One of the signs that the Bible depicts continuing revelation is the institution of levirate marriage among the early Hebrews. The only kind of immortality these people believed in was found in having children who carried on their father’s patrimony. So the practice, which was written into the Law later, was that if a man died without fathering a child, a brother or the nearest male relative must father a child with the widow, and that child would be the dead man’s child. (Barren women were considered to be failures, and their failure to produce children legitimized polygamy.) We don't do this nowadays because we no longer believe it to be God's plan--thus, continuing revelation.
This is the context for the story of Tamar—a Canaanite woman, by the way—from from the book of Genesis, chapter 38. Tamar was married to Er, eldest son of the famous patriarch Judah (by his Canaanite wife Shuah). Er died without any children, so Judah gave Tamar to his second son, Onan. Onan was selfish and cared nothing for his duty to his brother, so when he had sex with Tamar, he interrupted coitus and spilled his semen on the ground. God struck him dead.

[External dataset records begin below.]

PR #210, opened 2026-06-09
feat(auth): add password visibility toggle to auth forms

MaitreyeeDeshmukh:
## Summary

Adds a reusable `PasswordInput` component and wires it into all four auth forms so users can reveal or mask their password by clicking the eye icon.

Closes #209

## Changes

- **new** `web/src/components/ui/password-input.tsx` — reusable component that wraps the existing `Input` with an `Eye`/`EyeOff` toggle from `lucide-react` (already a dependency, no new packages added)
- `web/src/components/auth/sign-in-form.tsx` — password field swapped to `PasswordInput`
- `web/src/components/auth/sign-up-form.tsx` — password field swapped to `PasswordInput`
- `web/src/components/auth/reset-password-form.tsx` — both password fields swapped to `PasswordInput`, `Input` import removed (no longer needed)
- `web/src/components/team/accept-invitation-card.tsx` — both password fields swapped to `PasswordInput`

## Acceptance criteria

- [x] Password fields have a working eye toggle (masked by default)
- [x] Toggle button is `type="button"` — does not submit the form
- [x] `aria-label` set for accessibility (`Show password` / `Hide password`)
- [x] No existing form logic, validation, or state changed
- [x] TypeScript: zero errors
- [x] Lint: zero new warnings

PR #212, opened 2026-06-09
fix(ui): merge caller className in PasswordInput via cn

### LINKED ISSUE #211: fix(ui): PasswordInput drops caller-provided className
## What

`PasswordInput` (added in #210) hardcodes `className="pr-10"` **after** spreading `{...props}`, so a `className` passed by a caller is silently dropped instead of being merged.

[`web/src/components/ui/password-input.tsx`](https://github.com/ansvisor/ansvisor/blob/main/web/src/components/ui/password-input.tsx):

```tsx
<Input type={visible ? 'text' : 'password'} {...props} className="pr-10" />
```

Because `className="pr-10"` comes last, it overrides `props.className`. None of the current four callers pass a `className`, so there's **no visible bug today** — but it's a reusable `ui/` component, so the first caller that needs e.g. an error / `aria-invalid` style will lose it.

## Fix

Destructure `className` out of props and merge it with the base classes via `cn`:

```tsx
import { cn } from '@/lib/utils';

export function PasswordInput({ className, ...props }: PasswordInputProps) {
  const [visible, setVisible] = useState(false);
  return (
    <div className="relative">
      <Input
        type={visible ? 'text' : 'password'}
        className={cn('pr-10', className)}
        {...props}
      />
      {/* ...toggle button unchanged... */}
    </div>
  );
}
```

## Acceptance

- [ ] A `className` passed to `PasswordInput` is merged with `pr-10` (both applied), not dropped
- [ ] The four existing auth forms render unchanged
- [ ] No new TypeScript / lint errors

## Notes

- Fix-forward from #210 (the toggle feature itself is already merged and working).
- UI-only, low-risk change.

MaitreyeeDeshmukh:
## Summary

Fixes a bug in the `PasswordInput` component where a `className` passed by a caller was silently dropped instead of being merged.

Fixes #211
Follow-up to #210

## Root cause

`className="pr-10"` was placed after `{...props}` on the `Input` element, so any `className` in props was overridden. No current caller passes a `className` so there is no visible bug today, but as a reusable `ui/` component the first caller that needs an error style or `aria-invalid` class would silently lose it.

## Change

- Destructure `className` out of props in the function signature
- Merge with `cn('pr-10', className)` so `pr-10` is always applied as the base and the caller's class is appended
- Place `className` before `{...props}` so the spread cannot override it

## Acceptance criteria

- [x] A `className` passed to `PasswordInput` is merged with `pr-10` (both applied), not dropped
- [x] The four existing auth forms render unchanged (none pass a `className`)
- [x] TypeScript: zero errors
- [x] Lint: zero new errors

### DIFF
--- a/web/src/components/ui/password-input.tsx
+++ b/web/src/components/ui/password-input.tsx
@@ -3,15 +3,16 @@
 import { useState } from 'react';
 import { Eye, EyeOff } from 'lucide-react';
 import { Input } from '@/components/ui/input';
+import { cn } from '@/lib/utils';
 
 type PasswordInputProps = Omit<React.ComponentProps<typeof Input>, 'type'>;
 
-export function PasswordInput(props: PasswordInputProps) {
+export function PasswordInput({ className, ...props }: PasswordInputProps) {
   const [visible, setVisible] = useState(false);
 
   return (
     <div className="relative">
-      <Input type={visible ? 'text' : 'password'} {...props} className="pr-10" />
+      <Input type={visible ? 'text' : 'password'} className={cn('pr-10', className)} {...props} />
       <button
         type="button"
         onClick={() => setVisible((v) => !v)}


gkhngyk:
Merged — exactly the fix: `cn('pr-10', className)` with `className` pulled out of props so callers' classes are preserved. Clean follow-up, thanks again! 🙌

One misreading of this story is that birth control is wrong. Subsequent understanding of reproduction tells us that “pulling out” is not a sure method of birth control, so Tamar could have been impregnated by Onan despite his stinginess. Further, semen has millions of sperm in it, only one of which is not “wasted” if pregnancy results. Natural reproduction for humans is immensely wasteful of the potential for life contained in sperm and ova, particularly if we add in the number of spontaneous miscarriages, many of which occur before women have any idea they are pregnant.
Another misreading of this story is that masturbation is wrong. In fact, masturbation doesn’t appear in it at all. The only possible Biblical reference is in Leviticus where “nocturnal emissions” make a man unclean the following day. More about uncleanness laws another time. If anything, Onan’s selfish action is sexual fraud, and we can see how God feels about that.
Judah blamed Tamar. Something about her had killed two of his sons (his own hope for immortality, by the way). He sent her back to her own family. This was a huge disgrace for her, and it is obvious that she felt it as such. Her duty—a sacred duty—was to provide a child to carry on her husband’s patrimony. Before God she felt bound to do this work. She waited for Judah to carry out his promise to give her to his youngest son, but it became clear over the years that Judah did not intend to do so. She was stuck in childless widowhood with no way out.
Because Tamar’s duty to her dead husband is so embedded in and infected with patriarchal values, it is hard to see how she is an example of the inclusion of women in the love and plan of God. However, note that she represents a woman who put her own sense of right and wrong ahead of propriety or fear. If having a baby for her husband was her sacred calling, she was determined to fulfill it.
The rest of the story is a wonderful trickster tale. Tamar hears that Judah is coming into her part of the country. She dresses up like a Canaanite religious prostitute and waits for him by the road. He does not recognize her behind her veil, and he takes advantage of her availability to have sex with her. (No one takes him to task for sex with a supposed idolater, or for sex outside his marriages. This is another evidence of the profound stranglehold patriarchalism had on this culture.) He is short on cash, so he gives her his ring and walking stick in pledge. When he sends money to redeem these items, no one knows that religious prostitute, so he keeps his money and keeps his mouth shut.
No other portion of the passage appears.